__Task goal__
From the entries, copy every line that carries the string "always".

(Collected data entries)
>>>

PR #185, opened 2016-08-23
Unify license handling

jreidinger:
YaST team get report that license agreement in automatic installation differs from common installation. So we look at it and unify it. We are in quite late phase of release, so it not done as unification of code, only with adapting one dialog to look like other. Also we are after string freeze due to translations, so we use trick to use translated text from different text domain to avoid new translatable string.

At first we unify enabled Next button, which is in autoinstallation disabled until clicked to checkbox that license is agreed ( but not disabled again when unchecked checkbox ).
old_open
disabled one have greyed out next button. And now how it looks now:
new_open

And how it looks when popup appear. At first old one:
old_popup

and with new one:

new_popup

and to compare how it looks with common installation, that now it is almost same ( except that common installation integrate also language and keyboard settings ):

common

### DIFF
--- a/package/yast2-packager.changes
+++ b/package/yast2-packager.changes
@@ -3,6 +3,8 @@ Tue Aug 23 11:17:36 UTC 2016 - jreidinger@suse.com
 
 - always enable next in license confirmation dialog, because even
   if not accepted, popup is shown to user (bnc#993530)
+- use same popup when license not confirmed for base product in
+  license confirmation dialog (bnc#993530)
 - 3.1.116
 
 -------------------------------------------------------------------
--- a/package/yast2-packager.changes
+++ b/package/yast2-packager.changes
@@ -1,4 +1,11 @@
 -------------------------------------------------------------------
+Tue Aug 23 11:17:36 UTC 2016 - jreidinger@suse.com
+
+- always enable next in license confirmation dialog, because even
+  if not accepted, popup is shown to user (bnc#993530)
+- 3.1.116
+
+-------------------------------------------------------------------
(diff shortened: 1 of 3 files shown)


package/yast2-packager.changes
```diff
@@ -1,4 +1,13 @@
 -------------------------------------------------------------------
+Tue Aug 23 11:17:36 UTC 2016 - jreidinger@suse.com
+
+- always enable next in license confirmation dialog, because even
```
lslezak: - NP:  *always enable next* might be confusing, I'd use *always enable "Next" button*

<<<

__Answer box__
 - always enable next in license confirmation dialog, because even
+- always enable next in license confirmation dialog, because even
+- always enable next in license confirmation dialog, because even
lslezak: - NP:  *always enable next* might be confusing, I'd use *always enable "Next" button*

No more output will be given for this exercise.